*** SUPPLIED INFORMATION ***

Issue #14927, opened 2024-03-08
Segmentation Fault on Accessing Field of Struct in List when null


JacquesDonnelly:
### Checks

- [X] I have checked that this issue has not already been reported.
- [X] I have confirmed this bug exists on the [latest version](https://pypi.org/project/polars/) of Polars.

### Reproducible example

```python
import polars as pl

df = pl.DataFrame(
    [
        {
            "index": 0,
            "col_0": [{"field_0": 1.}],
        },
        {
            "index": 1,
            "col_0": None,
        },
    ]
)

expr = pl.col("col_0").list.get(0).struct.field("field_0")
df = df.filter(pl.col("index") > 0).with_columns(expr)
```

### Log output

```shell
dataframe filtered
[1]    15546 segmentation fault (core dumped)  POLARS_VERBOSE=1 python3 scratch.py
```

### Issue description

Upgraded from version `0.18.13` to `0.20.14` and the error was introduced. 

When I tried reproducing the example I initially set all values of `col_0` to None yielding a column dype of `null`. The code runs as expected when this is the case. However, when the col dtype is `list[struct[n]]` I observe the issue (Hence why I start with two rows and filter to 1). 

### Expected behavior

I would expect the expression to just return `null` and obviously not seg fault. 

### Installed versions

<details>

```
--------Version info---------
Polars:               0.20.14
Index type:           UInt32
Platform:             Linux-5.4.0-1106-gcp-x86_64-with-glibc2.27
Python:               3.9.5 (default, Aug 25 2023, 09:33:52)
[GCC 7.5.0]

----Optional dependencies----
adbc_driver_manager:  <not installed>
cloudpickle:          <not installed>
connectorx:           <not installed>
deltalake:            <not installed>
fastexcel:            <not installed>
fsspec:               <not installed>
gevent:               <not installed>
hvplot:               <not installed>
matplotlib:           3.6.2
numpy:                1.23.4
openpyxl:             <not installed>
pandas:               1.5.1
pyarrow:              10.0.1
pydantic:             <not installed>
pyiceberg:            <not installed>
pyxlsb:               <not installed>
sqlalchemy:           <not installed>
xlsx2csv:             <not installed>
xlsxwriter:           <not installed>
```

</details>

JacquesDonnelly:
something else I just observed additionally:

If you remove the filtering from the above example and call `with_columns` with both rows in the dataframe,  everything works as expected. The error only appears to be present when all values are null.

[...]

PR #14932, opened 2024-03-08
fix: Don't access out-of-bounds for null indices in bitmap gather

orlp:
Fixes https://github.com/pola-rs/polars/issues/14927.


ritchie46:
Can you add the repro as test?

PR #14942, opened 2024-03-09
fix: Do not raise when constructing from a list of Series with Nones

petrosbar:
Currently, constructing a Series from a list of Series which also contains Nones raises:

```python
import polars as pl

inner = pl.Series("inner", [1, 2, 3])
pl.Series("a", [inner, None])
# AttributeError: 'NoneType' object has no attribute '_s'
```

This PR fixes this:
```python
import polars as pl

inner = pl.Series("inner", [1, 2, 3])
pl.Series("a", [inner, None])
```
Output:
```shape: (2,)
Series: 'a' [list[i64]]
[
        [1, 2, 3]
        null
]
```

### DIFF
--- a/py-polars/polars/_utils/construction.py
+++ b/py-polars/polars/_utils/construction.py
@@ -609,7 +609,9 @@ def sequence_to_pyseries(
             return sequence_from_any_value_or_object(name, values)
 
         elif python_dtype == pl.Series:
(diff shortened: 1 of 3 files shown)


ritchie46:
Good fix. Thanks a lot.

PR #14945, opened 2024-03-09
perf: hoist errors out of iterators in parquet

ritchie46:
A lot of them to go.


crates/polars-parquet/src/parquet/encoding/hybrid_rle/decoder.rs
```diff
@@ -29,22 +30,15 @@ impl<'a> Iterator for Decoder<'a> {
 
     #[inline] // -18% improvement in bench
     fn next(&mut self) -> Option<Self::Item> {
-        if self.num_bits == 0 {
```
ritchie46, line 32: Added an `assert` on the constructor. If that will hit one day, we should add a fast path as the iterator is useless at that point as it is always zero elements.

*** End of SUPPLIED INFORMATION ***

BRIEF — Show every line of the entries above where the word "just" occurs.

WRITTEN REPLY —
I would expect the expression to just return `null` and obviously not seg fault. 
something else I just observed additionally:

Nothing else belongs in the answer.